Retailer Forever 21 plans to layoff 358 people at its downtown headquarters as it closes its office, according to filings with the California Employment Development Department.
Employees remaining with the company will work remotely after the office closes, Forever 21 Chief Financial Officer Bradley Sell wrote in a letter filed with the EDD last month.
“The employment losses are expected to be permanent and will affect all of F21’s employees in the facility who are terminated in connection with the reduction in force,” the letter said.
Layoffs will begin April 21.
“Employees will not be able to displace more junior employees out of their job positions as a result of this mass layoff,” Sell wrote, adding that the affected employees were not part of a union.
Forever 21’s parent company leased 164,000 square feet of office space at the California Market Center in 2022. The space was meant to also house Lucky Brand employees. Forever 21 sold its previous Lincoln Heights headquarters in 2019.

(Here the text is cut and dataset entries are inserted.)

PR #10702, opened 2026-07-02
fix(ui): remove file nodes when a test file is deleted or renamed

eldardada:
### Description

Deleting a test file leaves its entry in the UI sidebar until Vitest is fully restarted, and renaming a file leaves a stale duplicate next to the new one. This was reported by @SimonEast in #10670 (and on #10677).

The watcher already handles the deletion server-side: `onFileDelete` drops the file from `state.filesMap` and reports `onTestRemoved`. But `onTestRemoved` was only a terminal-reporter hook and was never part of `WebSocketEvents`, so the browser never learned the file was gone. The explorer tree keeps file nodes directly under its root and only ever adds/updates them while collecting, so a removed file lingered (and a rename left a duplicate) because nothing removed the root node.

This forwards `onTestRemoved` over the websocket and handles it on the client:

- `WebSocketReporter.onTestRemoved` broadcasts the removed file path to every connected client (and `onTestRemoved` is added to `WebSocketEvents` / the birpc `eventNames`).
- On the client, `StateManager.removeFiles` drops the file and its task ids from `filesMap`/`idMap`, so it is not resurrected on the next collect.
- `ExplorerTree.removeFiles` drops the matching file node and its descendants from the tree, refreshes `uiFiles`, and re-runs the filter.

Rename is covered by the same change: the old path is removed via `onTestRemoved` while the new path is added through the normal collect, so no duplicate remains.

This is a follow-up to #10677, which only reconciled tasks *within* a file that is re-collected (a test removed or commented out), not the file node itself.

### Tests

Added `packages/ui/client/composables/explorer/tree-remove.spec.ts`: it collects two files, removes one, and checks that the removed file node and every descendant are dropped while the untouched file stays; a no-op case where no tracked file matches; and that `StateManager.removeFiles` clears the file and its task ids from the run state.

I went with a unit test rather than a browser e2e because reproducing the watcher delete/rename through the UI is timing-dependent, while the tree/state reconciliation is deterministic.

### Documentation
- [ ] No user-facing API changes, so no documentation update is needed.

### Changesets

### DIFF
--- a/packages/ui/client/composables/explorer/tree-remove.spec.ts
+++ b/packages/ui/client/composables/explorer/tree-remove.spec.ts
@@ -1,0 +1,147 @@
+import type { RunnerTask, RunnerTestFile } from 'vitest'
+import type { FileTreeNode } from '~/composables/explorer/types'
+import { beforeEach, describe, expect, it } from 'vitest'
+import { explorerTree } from '~/composables/explorer'
+import { createOrUpdateFileNode } from '~/composables/explorer/utils'
+// relative on purpose: importing the client state before `~/composables/explorer`
+// trips the client module's circular init (config/testRunState TDZ)
+import { StateManager } from '../client/state'
+
+interface TestSpec {
+  id: string
+  name: string
+  state?: 'pass' | 'fail'
+}
+
+interface SuiteSpec {
+  id: string
+  name: string
+  children: TestSpec[]
+}
+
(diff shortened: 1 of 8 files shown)


packages/ui/client/composables/explorer/tree-remove.spec.ts
hi-ogawa, line 1: e2e in test/ui please.

hi-ogawa (changes requested):

PR #10707, opened 2026-07-03
fix(spy): point ESM namespace spy error to module mocking docs

### LINKED ISSUE #9467: Misleading error messages relating to spyOn modules. - "Cannot spy on export  "[X]". Module namespace is not configurable in ESM"
### Describe the bug

If I write some code like this: 

```
// main.test.ts
import { vi } from "vitest";
import * as lodash from "lodash";
vi.spyOn(lodash, "after");


```

Then this code will error with 

```typescript
TypeError: Cannot spy on export "after". Module namespace is not configurable in ESM. See: https://vitest.dev/guide/browser/#limitations
 ❯ src/main.test.ts:3:4
      1| import { vi } from "vitest";
      2| import * as lodash from "lodash";
      3| vi.spyOn(lodash, "after");
       |    ^
      4| 

Caused by: TypeError: Cannot redefine property: after
```

This links us to this documentation: 

https://vitest.dev/guide/browser/#limitations

This documentation appears to relate to browser mode specifically. 

However this error occurs whether we are using browser mode or not.* 
This causes some confusion when encountering this error. 

Furthermore - this kind of code _is_ valid in vitest v3. This breaking change is not reflected in in the migration guide. 

https://vitest.dev/guide/migration.html#vitest-4

If I'm understanding it right vitest v4 changes the way spys are applied, and directly use of spyon against external modules is no longer supported at all. 

*Note that we can reproduce a similar error that _does_ only occur in browser mode. 

```typescript
import { vi, describe, it, expect } from "vitest";
import * as foo from "./main";
vi.spyOn(foo, "foo");
```

### Reproduction

https://github.com/dwjohnston/vitest-spyon-module-issue

### System Info

```shell
System:
    OS: macOS 15.6.1
    CPU: (12) arm64 Apple M4 Pro
    Memory: 328.81 MB / 24.00 GB
    Shell: 5.9 - /bin/zsh
  Binaries:
    Node: 22.21.1 - /Users/davidjohnston/.nvm/versions/node/v22.21.1/bin/node
    npm: 11.6.2 - /Users/davidjohnston/.nvm/versions/node/v22.21.1/bin/npm
    pnpm: 10.16.1 - /Users/davidjohnston/Library/pnpm/pnpm
    bun: 1.2.21 - /Users/davidjohnston/.bun/bin/bun
  Browsers:
    Brave Browser: 143.1.85.120
    Chrome: 144.0.7559.59
    Edge: 143.0.3650.139
    Safari: 18.6
  npmPackages:
    @vitest/browser-playwright: ^4.0.17 => 4.0.17 
    vitest: 4.0.17 => 4.0.17
```

### Used Package Manager

npm

### Validations

ryandiginomad:
### Description

The `Cannot spy on export "…". Module namespace is not configurable in ESM` error links users to a **browser-mode-only** docs anchor (`/guide/browser/#limitations`). But this error fires in Node too — the reproduction in the issue (`vi.spyOn(lodash, 'after')`) has nothing to do with browser mode, so the link sends Node users somewhere irrelevant.

This points the message at the environment-agnostic module mocking guide (`/guide/mocking/modules#mocking-a-module`) instead — the standard `vi.mock(path, { spy: true })` solution — following @sheremet-va's steer in the issue to "lean into the standard" rather than suggest a mode-specific config. The message body and the guard are unchanged; only the link moves. No environment branching is added.

I used the `#mocking-a-module` section anchor (not the bare page) to match the deep-linking convention already used for the sibling module-mocking error in `packages/mocker/src/node/hoistMocks.ts`.

Resolves #9467

### Tests

Verified locally (`fix` reverted → test fails, `fix` applied → passes):

- **Node** (`test/unit`): added a regression test in `vi.spyOn() edge cases` that fakes a non-configurable ESM namespace and asserts the message points at the mocking guide and **not** at `/guide/browser`. This is the path the browser snapshot test didn't cover.
- **Browser** (`test/browser`): updated the existing inline snapshot to the new link.

### Open questions for maintainers

- The `{ spy: true }` remedy on the target page currently sits inside a "Browser Mode Support" danger callout — a Node reader landing there might still hesitate. Happy to open a small follow-up to make that section's framing environment-agnostic if you'd like, but kept it out of this PR to keep the change minimal.
- I left the error message body as-is (link only). If you'd prefer it to inline the `vi.mock(path, { spy: true })` hint directly, I can do that too — just wanted to avoid over-reaching (the earlier #9505 went that route).
- The issue also notes the v3→v4 behavior change isn't in the migration guide. That felt separable from this message fix, so I left it out — happy to follow up if useful.

### 🤖 AI assistance

Developed with Claude Code. I diagnosed the throw site, verified the docs anchor lands on the right content, and confirmed the fix with a local red→green test run. I've reviewed every line of this diff.

### DIFF
--- a/packages/spy/src/index.ts
+++ b/packages/spy/src/index.ts
@@ -410,7 +410,7 @@ export function spyOn<T extends object, K extends keyof any>(
         || error.message.includes('can\'t redefine non-configurable property'))
     ) {
       throw new TypeError(
-        `Cannot spy on export "${String(key)}". Module namespace is not configurable in ESM. See: https://vitest.dev/guide/browser/#limitations`,
+        `Cannot spy on export "${String(key)}". Module namespace is not configurable in ESM. See: https://vitest.dev/guide/mocking/modules#mocking-a-module`,
         { cause: error },
       )
     }
--- a/test/browser/test/mocking.test.ts
+++ b/test/browser/test/mocking.test.ts
@@ -12,7 +12,7 @@ it('spying on an esm module prints an error', () => {
     }
   })()
   expect(error.name).toBe('TypeError')
-  expect(error.message).toMatchInlineSnapshot(`"Cannot spy on export "calculator". Module namespace is not configurable in ESM. See: https://vitest.dev/guide/browser/#limitations"`)
+  expect(error.message).toMatchInlineSnapshot(`"Cannot spy on export "calculator". Module namespace is not configurable in ESM. See: https://vitest.dev/guide/mocking/modules#mocking-a-module"`)
 
   expect(error.cause).toBeInstanceOf(TypeError)
 })
--- a/test/unit/test/mocking/vi-spyOn.test.ts
+++ b/test/unit/test/mocking/vi-spyOn.test.ts
@@ -19,6 +19,39 @@ describe('vi.spyOn() edge cases', () => {
     expect(fn3.length).toBe(3)
   })
 
+  test('spying on a non-configurable ESM namespace export points to the module mocking docs, not browser mode', () => {
+    // Fake an ES module namespace: `Symbol.toStringTag` is 'Module' and the
+    // export is non-configurable, so `Object.defineProperty` throws
+    // "Cannot redefine property" — the same guard the real ESM path hits.
+    const namespace: Record<string, unknown> = {}
+    Object.defineProperty(namespace, Symbol.toStringTag, { value: 'Module' })
+    Object.defineProperty(namespace, 'answer', {
+      value: () => 42,
+      enumerable: true,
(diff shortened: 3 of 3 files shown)


ryandiginomad:
Quick check-in on this one — it's been in the queue a couple of weeks. I've rebased it on main and CI is green.

It's a small fix following the direction @sheremet-va outlined in #9467: the `vi.spyOn` ESM namespace error currently points Node users at browser-mode docs, so this points it at the environment-agnostic mocking guide instead. Happy to adjust the wording or the target anchor if you'd prefer something different.

sheremet-va (approved):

Retailer has been hit hard
It’s been a tumultuous time for the fast fashion retailer. In December, its Chief Executive Winnie Park left the company to lead Philadelphia-based Five Below. She had led Forever 21 since 2022 and during her time at the company worked on bringing in younger customers and omnichannel offerings.
Last month, Bloomberg reported that Forever 21 was looking to close at least 200 locations and was preparing for a potential bankruptcy.
The company did not return a request for comment on the layoffs and bankruptcy reports.
Forever 21’s intellectual property is owned by Authentic Brands Group, a brand management firm which took over when Forever 21 first filed for bankruptcy in 2019.
Nationally, Forever 21 is operated by Catalyst Brands, a joint venture of Sparc Group and JCPenney.
Forever 21 has seen its competition increase in recent years as brands like Shein and Temu have grown in popularity, as has resale clothing.
In 2021, the value of the secondhand apparel market was $141 billion worldwide. In 2024 that number increased to $230 billion and was expected to rise to $350 billion by 2028, according to data from Statista.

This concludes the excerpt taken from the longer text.